Blockchains are incredibly popular nowadays. But
what is a blockchain? How
do they work, what problems do they solve and how can they be used?
As the name indicates, a blockchain is a chain of blocks
that contains information. This
technique was originally described in 1991 by a group of researchers and was
originally intended
to timestamp digital documents so that it’s not possible to backdate them or tamper with them. Almost
like a notary. However, it went mostly unused until it was adapted by Satoshi Nakamoto in 2009 to create
the digital cryptocurrency Bitcoin. A
blockchain is a distributed ledger that is completely open to anyone. They
have an interesting property, once some data has been recorded inside a
blockchain, it
becomes very difficult to change it.
So
how does that work? Well,
let’s take a closer look at a block. Each
block contains some data, the hash of the block, and the hash of the previous
block. The
data that is stored inside a block depends on the type of blockchain. The Bitcoin blockchain for example stores the details
about a transaction here, such as
the sender, receiver, and amount of coins. A
block also has a hash. You
can compare a hash to a fingerprint. It
identifies a block and all of its contents and it's always unique, just like a
fingerprint. Once
a block is created, its hash is calculated. Changing
something inside the block will cause the hash to change. So
in other words: hashes are very useful when you want to detect changes to
blocks. If
the fingerprint of a block changes, it no longer is the same block. The
third element inside each block is the hash of the previous block. This
effectively creates a chain of blocks and it’s this technique that makes a
blockchain so
secure.
Computers these days are very fast and can calculate
hundreds of thousands of hashes per
second. You
could effectively tamper with a block and recalculate all the hashes of other
blocks to
make your blockchain valid again. So
to mitigate this, blockchains have something called proof-of-work. It's
a mechanism that slows down the creation of new blocks. In
Bitcoins case: it takes about 10 minutes to calculate the required
proof-of-work and add
a new block to the chain. This
mechanism makes it very hard to tamper with the blocks because if you tamper
with 1
block, you'll need to recalculate the proof-of-work for all the following
blocks. So
the security of a blockchain comes from its creative use of hashing and the
proof-of-work mechanism. But
there is one more way that blockchains secure themselves and that's by being
distributed. Instead
of using a central entity to manage the chain, blockchains use a peer-to-peer network
and anyone is allowed to join. When
someone joins this network, he gets a full copy of the blockchain. The
node can use this to verify that everything is still in order.
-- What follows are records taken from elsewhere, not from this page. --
PR #171, opened 2015-06-15
Make ElasticSearch Index Configurable

carsongee:
This will allow us to reuse the same elastic search cluster for multiple deployments by changing the index name.

### DIFF
--- a/lore/settings.py
+++ b/lore/settings.py
@@ -308,7 +308,7 @@ HAYSTACK_CONNECTIONS = {
             '.ElasticsearchSearchEngine'
         ),
         'URL': get_var('HAYSTACK_URL', 'http://127.0.0.1:9200'),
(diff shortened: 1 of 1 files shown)


ShawnMilo:
Will merge when Travis succeeds.

lore/settings.py
```diff
@@ -308,7 +308,7 @@ def get_var(name, default):
             '.ElasticsearchSearchEngine'
         ),
         'URL': get_var('HAYSTACK_URL', 'http://127.0.0.1:9200'),
-        'INDEX_NAME': 'haystack'
+        'INDEX_NAME': get_var('HAYSTACK_INDEX', 'haystack'),
```
Ferdi, line 311: should the index name be something like "lore_production"  ?

PR #173, opened 2015-06-15
Properly handle export when things go wrong.

### LINKED ISSUE #172: Export failing
@ShawnMilo or @giocalitri ?

```
Internal Server Error: /learningresources/1/
Traceback (most recent call last):
  File "/app/.heroku/python/lib/python2.7/site-packages/django/core/handlers/base.py", line 132, in get_response
    response = wrapped_callback(request, *callback_args, **callback_kwargs)
  File "/app/.heroku/python/lib/python2.7/site-packages/django/contrib/auth/decorators.py", line 22, in _wrapped_view
    return view_func(request, *args, **kwargs)
  File "./ui/views.py", line 244, in export
    get_resource(resource_id, request.user.id).content_xml,
AttributeError: type object 'HttpResponseForbidden' has no attribute 'content_xml'
```

ShawnMilo:
If the user has no permission or the resource doesn't exist, return
a 404.

Note: Although the `export` view previously appeared to have no
permissions checking, it did because the `get_resource` API function
would raise a 403 response for bad permissions.

This commit improves the codebase by moving HTTP response raising from
the API to the views, as is proper.

closes #172 

Reading order suggestion:
1. The primary work was done in `learningresources/tests/test_views.py`, so that should be read first
2. Objects for testing were added to `learningresources/tests/base.py`
3. The actual fix is in `learningresources/api.py` and `ui/views.py`
4. The rest are updates to the tests after adding the testing objects to `base.py`

### DIFF
--- a/learningresources/tests/test_views.py
+++ b/learningresources/tests/test_views.py
@@ -6,6 +6,8 @@ from __future__ import unicode_literals
 
 import logging
 
+from django.core.urlresolvers import reverse
+
 from learningresources.models import Repository
 from roles.api import assign_user_to_repo_group, remove_user_from_repo_group
 from roles.permissions import GroupTypes
@@ -14,6 +16,7 @@ from .base import LoreTestCase
 
 HTTP_OK = 200
 UNAUTHORIZED = 403
+NOT_FOUND = 404
 
 log = logging.getLogger(__name__)
 
@@ -184,3 +187,25 @@ class TestViews(LoreTestCase):
         body = resp.content.decode("utf-8")
         self.assertTrue("This field is required." in body)
         self.assertTrue(Repository.objects.count() == 1)
+
+    def test_export_good(self):
+        """Get raw XML of something I should be allowed to see."""
+        url = reverse("export", args=(self.resource.id,))
+        resp = self.client.get(url, follow=True)
+        body = resp.content.decode("utf-8")
+        self.assertTrue(resp.status_code == HTTP_OK)
+        self.assertTrue(self.resource.content_xml in body)
+
+    def test_export_no_permission(self):
+        """Get raw XML of something I should not be allowed to see."""
+        url = reverse("export", args=(self.resource.id,))
+        self.logout()
+        self.login(self.USERNAME_NO_REPO)
+        resp = self.client.get(url, follow=True)
+        self.assertTrue(resp.status_code == UNAUTHORIZED)
+
+    def test_export_nonexistent(self):
+        """Get raw XML of something than does not exist."""
+        url = reverse("export", args=(999999,))
+        resp = self.client.get(url, follow=True)
+        self.assertTrue(resp.status_code == NOT_FOUND)
--- a/ui/views.py
+++ b/ui/views.py
@@ -6,8 +6,9 @@ from __future__ import unicode_literals
 import logging
 
 from django.contrib.auth.decorators import login_required
+from django.core.exceptions import PermissionDenied as DjangoPermissionDenied
 from django.core.urlresolvers import reverse
-from django.http import HttpResponse
+from django.http import HttpResponse, Http404
 from django.http.response import HttpResponseForbidden
 from django.shortcuts import (
     render,
@@ -19,8 +20,9 @@ from guardian.decorators import permission_required_or_403
 from guardian.shortcuts import get_perms
 
 from learningresources.api import (
-    get_repo_courses, get_repo_or_error, get_repos,
+    get_repo_courses, get_repo, get_repos,
     get_resource, get_runs, get_user_tags,
+    NotFound, PermissionDenied,
 )
 from learningresources.models import Repository
 from roles.api import assign_user_to_repo_group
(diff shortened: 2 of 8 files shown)


ShawnMilo:
@cg FYI.

learningresources/tests/test_views.py
```diff
@@ -184,3 +187,25 @@ def test_invalid_repo_form(self):
...
+        self.assertTrue(resp.status_code == HTTP_OK)
+        self.assertTrue(self.resource.content_xml in body)
+
+    def test_export_no_permission(self):
+        """Get raw XML of something I should not be allowed to see."""
+        url = reverse("export", args=(self.resource.id,))
+        self.logout()
+        self.login(self.USERNAME_NO_REPO)
+        resp = self.client.get(url, follow=True)
+        self.assertTrue(resp.status_code == NOT_FOUND)
```
giocalitri: I'm not sold about the 404 in case the resource exists and the user does not have permissions: I still think it's a 403

giocalitri:
Other than this conceptual objection I do not see anything else weird

learningresources/tests/test_views.py
ShawnMilo: I'm happy to change it. What was the circumstance being discussed last week about wanting to return 404s instead of 403s so we don't leak info?

giocalitri: I guess the concern is that we do not want to disclose informations about the existence of the resource.
I understand it, but I guess there is not consensus on that.
cc: @Ferdi and @carsongee

ShawnMilo: As long as the URL only contains the primary key, it seems that replacing 403s with 404s can only prevent the user from figuring out _how many_ resources are in the database, but nothing at all about the actual resources.

giocalitri: yeah, like I said it's more conceptual that a real issue

Ferdi: If it was up to me, I would still go with 403

pdpinch:
I'm OK with a 403 in this case.

giocalitri:
if we go for 403, it's enough to change the function `has_repo` in `learning_resources.api` to call `get_repo_or_error`

ShawnMilo:
I think we should completely eliminate Django HTTP stuff from the API, since the API should be consumable by command lines scripts and anything else.

As is, my current fix isn't good enough because it just returns `None` for permission denied _and_ a missing resource. A couple of options are raising a custom exception (`learningresources.api.PermissionDenied` or `learningresources.api.NotFound`, perhaps), or returning two values -- the item and the error code.

It seems that custom exceptions are more reasonable, and what would be expected from a developer consuming the API. Neither solution will take long.

Thoughts? @giocalitri @Ferdi @carsongee

giocalitri:
I am for the custom exceptions. 
Still I think there should be a single function to check the view permission on the repo, since it's going to be used by all the other APIs (even if they still do not do it).

ShawnMilo:
Okay. I'll start on that unless @Ferdi or @carsongee have an issue with it.
- custom exceptions
- eliminate `has_repo` (it's only used in one place) in favor of `get_repo_or_error`

ui/views.py
```diff
@@ -240,7 +241,12 @@ def extra_context(self):
...
-    )
+    try:
+        return HttpResponse(
+            get_resource(resource_id, request.user.id).content_xml,
+            content_type='text/xml'
+        )
+    except NotFound:
+        raise Http404()
+    except PermissionDenied:
+        return HttpResponseForbidden("unauthorized")
```
giocalitri: why you don't raise a `PermissionDenied` instead and let Django handle the rendering. The plus is that then we could hook some custom templates for these errors.

ShawnMilo: That's fine, except I'd have to import `PermissionDenied` from both the API and Django, so I'd have to rename one. I don't mind doing that. Is it objectively better to raise Django's `PermissionDenied` here?

ShawnMilo: On second look, I don't think using Django's `PermissionDenied` would work. It's not a response.

giocalitri: Is it not intercepted by Django and rendered as a response?
(I was pretty sure it is handled in this way)

ShawnMilo: You are correct. I didn't know it did that. I'm running tests again and then I'll push that update.

ShawnMilo: @giocalitri: pushed

ui/views.py
```diff
@@ -6,8 +6,9 @@
 import logging
 
 from django.contrib.auth.decorators import login_required
+from django.core.exceptions import PermissionDenied as DjangoDenied
```
giocalitri: I guess DjangoPermissionDenied is more clear

ui/views.py
```diff
@@ -240,7 +242,12 @@ def extra_context(self):
...
-    )
+    try:
+        return HttpResponse(
+            get_resource(resource_id, request.user.id).content_xml,
+            content_type='text/xml'
+        )
+    except NotFound:
+        raise Http404()
+    except PermissionDenied:
+        raise DjangoDenied
```
giocalitri: isn't it `raise DjangoDenied()` ?

giocalitri:
small comments then we are ready to go

ui/views.py
ShawnMilo: Evidently it passes tests either way. I added the `()` for consistency. Stand by for another push when tests pass.

PR #175, opened 2015-06-16
minor cleanup

ShawnMilo:
Rename a couple of tests.


giocalitri:
:ship:

giocalitri:
Only one note, I hope that for changes like this we can avoid going through a pull request: it seems excessive to me.

Issue #1555, opened 2021-11-10
Link to libatomic for android static 32 bit 3.0.0 builds


ValHeimer:
The pull request https://github.com/sfackler/rust-openssl/pull/1547/files resolved an issue about linking libatomic on 32 bit architectures but it only works for linux platforms.

The same issue is happening when building on android target.

PR #1556, opened 2021-11-10
Also link to libatomic for android static 32 bit 3.0.0 builds

ValHeimer:
I only added the android target beside linux

Resolves https://github.com/sfackler/rust-openssl/issues/1555

### DIFF
--- a/openssl-sys/build/main.rs
+++ b/openssl-sys/build/main.rs
@@ -111,7 +111,8 @@ fn main() {
     // https://github.com/openssl/openssl/pull/15086
     if version == Version::Openssl3xx
         && kind == "static"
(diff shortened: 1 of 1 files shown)


sfackler:
Just to confirm, what's the compilation error you run into without this change?

ValHeimer:
> Just to confirm, what's the compilation error you run into without this change?

You can find the compilation error described in the following pull request: https://github.com/rusqlite/rusqlite/pull/1037

Initially I thought it was about rusqlite but actually the problem seems to come from this crate since it is where the linking process takes place.

sfackler:
Cool, thanks! I will cut a new release tonight.

sfackler:
Done!

PR #1557, opened 2021-11-11
Pkcs12Builder: Add option to specify MAC digest algorithm

tpambor:


openssl/src/pkcs12.rs
```diff
@@ -186,10 +200,22 @@ impl Pkcs12Builder {
...
                 nid_cert,
                 self.iter,
-                self.mac_iter,
+                -1,
                 keytype,
             ))
-            .map(Pkcs12)
+            .map(Pkcs12)?;
+
+            cvt(ffi::PKCS12_set_mac(
```
sfackler, line 208: It seems like this can just be a method on `Pkcs12Ref` rather than being part of the builder.

tpambor: I think it should go to `Pkcs12Builder` as the MAC digest algorithm is closely related to the other parameters `mac_iter` and `password` when building the PKCS12 structure. `PKCS12_create()` internally calls `PKCS12_set_mac()` with `mac_iter` and `password` if `mac_iter` is not `-1`. (https://github.com/openssl/openssl/blob/c7d848e220ecb432faa05d2198ae689298d71728/crypto/pkcs12/p12_crt.c#L121)

If `-1` is passed for `mac_iter` and afterwards `PKCS12_set_mac()` is called, as in this PR, the behavior equals the previous behavior but furthermore gives access to specify the MAC digest algorithm, whose default changed recently in openssl 3.0 from `SHA-1` to `SHA-256`. This is the same approach the PKCS12 app uses. (https://github.com/openssl/openssl/blob/00cf3a2d30fc7642bf9f816a7c545115985a8c0c/apps/pkcs12.c#L683)

sfackler: Given that the builder only allows a u32 to be provided for mac_iter this seems fine for now, but I think I'm going to remove the builder in favor of a more direct interface in the next release.

PR #1578, opened 2021-12-12
Downgrade our vendored OpenSSL version back to 1.1.1

sfackler:
3.0.0 unfortunately seems to have shipped with several major performance regressions. It seems best to temporarily revert the version used by the `vendored` feature back to 1.1.1 for now. Hopefully an upcoming 3.x.x release will fix the performance issues, at which point we'll switch back.

### DIFF
--- a/openssl-sys/Cargo.toml
+++ b/openssl-sys/Cargo.toml
@@ -21,7 +21,7 @@ libc = "0.2"
 
 [build-dependencies]
 cc = "1.0"
-openssl-src = { version = "300", optional = true }
+openssl-src = { version = "111", optional = true }
 pkg-config = "0.3.9"
 autocfg = "1.0"
 


bdbai:
May I have some details about the performance regression?

Our work requires build support for Windows UWP targets which is introduced in OpenSSL 3, therefore I have to pin version 0.9.71 as a workaround. Would it be better if a feature can be used to allow users to opt-in for OpenSSL 3?

sfackler:
https://github.com/openssl/openssl/issues/16871
https://github.com/openssl/openssl/issues/15199
https://github.com/openssl/openssl/issues/17064

The vendored feature is intended to just provide a reasonable version for people that want to get a thing building - I don't think we'll want to formally support multiple variants of it for different versions. If you have specific needs there, I'd recommend not using the vendored feature and instead point openssl-sys to an existing install that you manage.

bdbai:
@sfackler Thanks for the information! Reusing a prebuilt OpenSSL from vcpkg sounds like a good idea for my case.

wez:
> The vendored feature is intended to just provide a reasonable version for people that want to get a thing building 

If the vendored feature is aimed to make it convenient to build, rather than the recommended way to pull in the best available openssl, could we revisit and reverse this PR?

In wezterm I use the vendored feature for macOS and Windows.  While wezterm itself doesn't have a preference on the openssl version, one of the deps is https://github.com/wez/libssh-rs/tree/main/libssh-rs-sys which needs a build of openssl that includes the `engine` related functions that are only built on windows starting in `openssl-src-300` and up: https://github.com/alexcrichton/openssl-src-rs/pull/109

https://github.com/wez/libssh-rs/commit/3dc392c2b6c1a4104d1478e744c6ae8f12a4e9de pinned `libssh-rs` to `openssl-sys`  `=0.9.71` to workaround #1578 which was "fine" until I ran cargo update in wezterm today and ran into https://github.com/sfackler/rust-openssl/issues/1630.  To resolve that, I need to pin wezterm to `openssl` `=0.10.38`.

I'd love to remove this pinning!  However, it is a huge PITA to do this by providing my own openssl build (as suggested in the comments above), as I'd need to contrive for this to happen for the various combinations/permutations of:

* CI, non-CI
* Windows, macOS
* libssh-rs, wezterm

It seems to me that the vendored feature is ideal for resolving this sort of situation, and that if performance were a motivating factor, that would be a good reason to not use the vendored feature and instead use either the system openssl or some other externally provided build.

What do you think about this? :)

chipsenkbeil:
Want to echo that this was an unexpected breakage to [distant](https://github.com/chipsenkbeil/distant) and indirectly [distant.nvim](https://github.com/chipsenkbeil/distant.nvim), which consumes libssh-rs and ssh2-rs and uses the vendored feature.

Now let's see what happens when someone creates a new block. That
new block is sent to everyone on the network. Each
node then verifies the block to make sure that it hasn't been tampered with. If
everything checks out, each node adds this block to its own blockchain. All
the nodes in this network create a consensus. They
agree about what blocks are valid and which aren't. Blocks
that are tampered with will be rejected by other nodes in the network. So
to successfully tamper with a blockchain you'll need to tamper with all blocks
on the chain,
redo the proof-of-work for each block and take control of more than 50% of the
peer-to-peer network. Only
then will your tampered block become accepted by everyone else. This
is almost impossible to do! Blockchains
are also constantly evolving. One
of the more recent developments is the creation of smart contracts. These
contracts are simple programs that are stored on the blockchain and can be used
to automatically
exchange coins based on certain conditions. More
on smart contracts in a later video. The
creation of blockchain technology peaked a lot of people’s interest. Soon,
others realized that the technology could be used for other things like storing medical
records, creating a digital notary, or even collecting taxes.